» Brief
Return every line of the records that includes the string "this".

(Items from a dataset)
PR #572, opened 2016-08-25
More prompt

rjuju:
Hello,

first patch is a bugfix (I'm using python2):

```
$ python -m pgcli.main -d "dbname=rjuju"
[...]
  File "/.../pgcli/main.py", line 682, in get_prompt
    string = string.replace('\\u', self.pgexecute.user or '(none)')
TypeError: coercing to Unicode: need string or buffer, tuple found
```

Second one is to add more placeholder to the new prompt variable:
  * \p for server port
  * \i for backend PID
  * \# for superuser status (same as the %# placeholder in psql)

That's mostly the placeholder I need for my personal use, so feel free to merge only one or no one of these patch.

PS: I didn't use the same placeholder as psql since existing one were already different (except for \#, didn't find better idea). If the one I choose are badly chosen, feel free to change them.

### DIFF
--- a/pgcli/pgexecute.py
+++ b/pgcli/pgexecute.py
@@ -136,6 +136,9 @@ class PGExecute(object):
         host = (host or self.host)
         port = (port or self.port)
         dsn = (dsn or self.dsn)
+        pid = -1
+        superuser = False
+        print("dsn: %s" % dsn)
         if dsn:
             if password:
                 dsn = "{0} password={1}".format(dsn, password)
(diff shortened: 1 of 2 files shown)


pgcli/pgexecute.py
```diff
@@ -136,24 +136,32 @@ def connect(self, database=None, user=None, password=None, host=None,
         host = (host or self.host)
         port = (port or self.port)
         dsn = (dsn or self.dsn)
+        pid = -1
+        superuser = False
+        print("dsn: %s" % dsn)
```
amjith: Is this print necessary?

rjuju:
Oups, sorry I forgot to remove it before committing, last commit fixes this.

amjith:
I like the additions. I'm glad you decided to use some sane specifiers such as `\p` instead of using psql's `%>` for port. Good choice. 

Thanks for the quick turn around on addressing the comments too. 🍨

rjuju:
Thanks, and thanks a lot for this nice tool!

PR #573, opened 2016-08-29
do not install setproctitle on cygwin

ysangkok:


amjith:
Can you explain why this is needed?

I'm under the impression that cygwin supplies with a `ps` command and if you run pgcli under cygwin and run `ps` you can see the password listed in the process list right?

---

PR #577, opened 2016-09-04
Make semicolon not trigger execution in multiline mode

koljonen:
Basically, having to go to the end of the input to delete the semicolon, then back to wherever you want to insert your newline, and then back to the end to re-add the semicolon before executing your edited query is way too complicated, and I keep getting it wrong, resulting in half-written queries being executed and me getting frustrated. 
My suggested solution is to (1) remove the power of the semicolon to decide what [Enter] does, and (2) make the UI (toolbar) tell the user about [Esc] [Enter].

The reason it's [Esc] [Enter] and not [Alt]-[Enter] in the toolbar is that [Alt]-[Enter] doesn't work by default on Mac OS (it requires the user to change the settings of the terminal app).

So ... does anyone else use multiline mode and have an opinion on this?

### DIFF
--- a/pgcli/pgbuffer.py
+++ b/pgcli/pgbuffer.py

» Exercise solution
amjith: Is this print necessary?
Oups, sorry I forgot to remove it before committing, last commit fixes this.
Thanks, and thanks a lot for this nice tool!
Can you explain why this is needed?
So ... does anyone else use multiline mode and have an opinion on this?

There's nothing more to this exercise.